____ Supplied records
PR #2432, opened 2025-04-07
tests: expect bugged sRGB multisample resolves on Adreno

zdobersek:
Adjust the test_multisample_resolve_strongly_typed unit test to address Adreno drivers ignoring sRGB during multisample attachment resolves, which is allowed per spec.

### DIFF
--- a/tests/d3d12_copy.c
+++ b/tests/d3d12_copy.c
@@ -2303,6 +2303,11 @@ void test_multisample_resolve_strongly_typed(void)
 
         transition_resource_state(context.list, resolve_dst, D3D12_RESOURCE_STATE_RESOLVE_DEST, D3D12_RESOURCE_STATE_COPY_SOURCE);
 
+        /* Under certain conditions resolves will happen through renderpass attachments.
+         * In that case Adreno drivers will ignore sRGB as the resolve format, which is
+         * allowed but should be worked around. */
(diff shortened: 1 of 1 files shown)


tests/d3d12_copy.c
```diff
@@ -2303,6 +2303,10 @@ void test_multisample_resolve_strongly_typed(void)
 
         transition_resource_state(context.list, resolve_dst, D3D12_RESOURCE_STATE_RESOLVE_DEST, D3D12_RESOURCE_STATE_COPY_SOURCE);
 
+        /* Under certain conditions resolves will happen through renderpass attachments.
+         * In that case Adreno drivers will ignore sRGB as the resolve format, which is allowed. */
+        bug_if(is_adreno_device(context.device) && tests[i].resolve_format == DXGI_FORMAT_R8G8B8A8_UNORM_SRGB &&
```
HansKristian-Work, line 2308: This should be todo_if, since it's not a driver bug, but a vkd3d-proton issue we have to workaround.

zdobersek:
> > which is allowed per spec
> 
> It is "should:" in spec though, so drivers should strive to do that. The "should:" is there for historical reasons.

I changed the commit message to say it's tolerated by the spec.

HansKristian-Work (approved):

PR #2455, opened 2025-04-30
Test and fix some large heap behaviour

doitsujin:
Not exhaustive. TLDR this tests a 6GB heap with:
- UAV + copies involving small placed buffers at large offsets
- UAV + copies involving one large placed buffer covering the entire allocation
- binding tiles to a small sparse buffer

This currently doesn't test other buffer uses, or creating placed images.

Heap creation is allowed to fail (and does so on WARP), however Assetto Corsa EVO crashes if we do that, so not supporting large heaps isn't exactly an option.

Creating a placed buffer to cover the entire heap seems to be required in D3D12 and does work, however AMD native crashes when trying to create view descriptors at ≥4GB *buffer* offsets. Smaller placed buffers on a large heap work as expected.

On the vkd3d-proton side, we exceed `maxBufferSize` on mesa drivers as well as amdvlk since the limit is <4GB, which is technically out of spec, but with the exception of one trivial RADV issue where buffer view offsets are treated as 32-bits, this happens to work anyway, so I'm not sure if it's really worth reworking the entire global buffer thing, especially since there's nothing stopping an app from using huge buffers anyway.

### DIFF
--- a/libs/vkd3d/memory.c
+++ b/libs/vkd3d/memory.c
@@ -343,10 +343,13 @@ static HRESULT vkd3d_memory_transfer_queue_flush_locked(struct vkd3d_memory_tran
         switch (transfer->op)
         {
             case VKD3D_MEMORY_TRANSFER_OP_CLEAR_ALLOCATION:
-                VK_CALL(vkCmdFillBuffer(vk_cmd_buffer,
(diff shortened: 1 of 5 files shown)


HansKristian-Work (approved):
LGTM

PR #2463, opened 2025-05-08
Implement NULL RTAS heap descriptors correctly.

HansKristian-Work:
Should resolve GPU hang in SottR.


HansKristian-Work:
https://gitlab.freedesktop.org/mesa/mesa/-/issues/12143#note_2902200 suggests it fixes the issue.

PR #2464, opened 2025-05-08
Add decompression shader for DirectStorage metacommand implementation

doitsujin:
Now that the upstream implementation is dual-licensed as Apache/MIT, we can finally do this.

This allows us to always expose the metacommand rather than relying on the fallback shader in DStorage itself, which is a) slow and b) broken in version 1.2.3, which has famously been causing us issues in Monster Hunter Wilds.

Draft for now because this could do with some testing on more hardware; RDNA2 works in real games and Lavapipe passes our test so it *probably* should work on anything Mesa at least.

This is quite heavily modified in that I put everything into one file and rewrote all the wave op fallbacks to be subgroup size-agnostic, so this *heavily* relies on driver constant-folding at least `gl_SubgroupSize` for good code gen (i think on Intel we even get `gl_NumSubgroups` as a compile-time constant), but that should also really just work on any hardware we care about. On AMD we manually force wave32.

Edit: @Blisto91 has been doing some successful testing on Intel BMG. Also tested on Renoir (Vega) and Nvidia.

### DIFF
--- a/libs/vkd3d/meta_commands.c
+++ b/libs/vkd3d/meta_commands.c
@@ -157,9 +157,7 @@ static bool vkd3d_check_meta_command_support(struct d3d12_device *device, REFGUI
 {
     if (!memcmp(command_id, &IID_META_COMMAND_DSTORAGE, sizeof(*command_id)))
     {
-        return device->device_info.memory_decompression_features.memoryDecompression &&
-                (device->device_info.memory_decompression_properties.decompressionMethods & VK_MEMORY_DECOMPRESSION_METHOD_GDEFLATE_1_0_BIT_NV) &&
-                (device->meta_ops.dstorage.vk_emit_nv_memory_decompression_regions_pipeline);
+        return device->meta_ops.dstorage.vk_emit_nv_memory_decompression_regions_pipeline != VK_NULL_HANDLE;
     }
 
     return false;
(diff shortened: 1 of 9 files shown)


libs/vkd3d/meta_commands.c
```diff
@@ -400,6 +405,8 @@ static void d3d12_meta_command_exec_dstorage(struct d3d12_meta_command *meta_com
             parameters->status_buffer_va, parameters->status_buffer_size,
             parameters->stream_count);
 
+    d3d12_command_list_debug_mark_begin_region(list, "DStorage");
```
HansKristian-Work, line 407: I think we're missing a root parameter invalidate here?

libs/vkd3d/shaders/cs_gdeflate.comp
```diff
@@ -0,0 +1,1053 @@
...
+        {
+            mask <<= gl_SubgroupSize * gl_SubgroupID;
+
+            if (subgroupElect())
+                g_tmp[gl_SubgroupID] = mask;
+
+            barrier();
+
+            for (uint32_t i = 1u; i < gl_NumSubgroups; i++)
+                mask |= g_tmp[i ^ gl_SubgroupID];
```
HansKristian-Work, line 198: Nice trick.

libs/vkd3d/meta_commands.c
doitsujin: `ExecuteMetaCommands` calls `d3d12_command_list_invalidate_all_state`, that should be enough?

HansKristian-Work: Ah, right ...

HansKristian-Work (approved):

Issue #2471, opened 2025-05-14
Helldivers 2 missing texture


EnigmaRaptor:
The Artillery shells in the secondary objective SEAF Artillery do not have the color coded tip textures they are supposed to have.  instead they are a shiny silver color.  This impacts gameplay due to the lack of visual indicator for players to know which type of artillery round they are seeing or picking up.

### Software information
Helldivers 2 (persistent issue across month of updates.  Only present in Wine/Proton, not a bug present in Windows)

### System information
- GPU: 2080 Ti
- Driver: 570.144
- Wine version: ?  Using Steam on Nobara 42
- VKD3D-Proton version: Proton Hotfix

EnigmaRaptor:
Sure.  Here's a sample screenshot and a reference image of the artillery shells in the game.  You can see that a couple of the shells were splattered with bug blood in my screenshot and the blood applied to the shells does have the proper coloring, but the shells themselves are completely grey metallic.  Each type of shell should have a different color tip, and other texturing on it as shown in the reference image.

My screenshot:
![Image](https://github.com/user-attachments/assets/b79d4d88-011e-472b-93ed-3b3500516a6a)


Reference Image: (There's also a static charge shell not shown here)
![Image](https://github.com/user-attachments/assets/26880276-b0ce-4597-9fea-69330d561c34)

PR #2480, opened 2025-05-21
Deal with edge cases in TEX2D/TEX2DARRAY aliasing on NVIDIA

HansKristian-Work:
Closes https://github.com/HansKristian-Work/vkd3d-proton/issues/2471.

This isn't well defined on Vulkan, but it is on D3D sadly. Fortunately, we can make it work fairly easily.


libs/vkd3d/resource.c
```diff
@@ -5838,6 +5838,22 @@ static void vkd3d_create_buffer_srv(vkd3d_cpu_descriptor_va_t desc_va,
...
 
+static void vkd3d_texture_view_desc_fixup(struct d3d12_device *device, struct vkd3d_texture_view_desc *desc)
+{
+    if (device->device_info.properties2.properties.vendorID == VKD3D_VENDOR_ID_NVIDIA)
+    {
+        /* D3D allows some reinterpretation between Texture2D and Texture2DArray.
+         * Texture2D in shader can read a resource with 1 array layer,
+         * and Texture2DArray can read a Texture2D descriptor.
+         * NVIDIA does not correctly deal with Texture2DArray unless we always emit 2D_ARRAY views.
+         * Other implementations don't seem to care, so just emit the natural 2D view. */
```
doitsujin, line 5849: I'd feel safer with a `WARN` or something here reminding us that this workaround exists in case things break in the future, other than that, looks... good I guess. Not a fan of hacks like these but it's not like we can do anything here without potentially sacrificing perf.

HansKristian-Work: Added.

doitsujin (approved):

PR #17174, opened 2025-07-02
chore: relax rpc middleware generic

### LINKED ISSUE #17076: Add RPC middleware configuration support to node builder
## Description
Currently, while `reth` has excellent RPC middleware support internally (`RpcAddOns::with_rpc_middleware`), there's no clean way for external projects (like L2 implementations or custom nodes) to inject middleware during the node building process. 

Operators need to:
- Monitor slow RPC requests (especially `eth_getLogs` that can crash nodes)
- Log problematic requests with full payload details for debugging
________
▶ Task goal: Scan the data for the string "missing" and copy each line in which it occurs.

▶ Completed task:
HansKristian-Work, line 407: I think we're missing a root parameter invalidate here?
Helldivers 2 missing texture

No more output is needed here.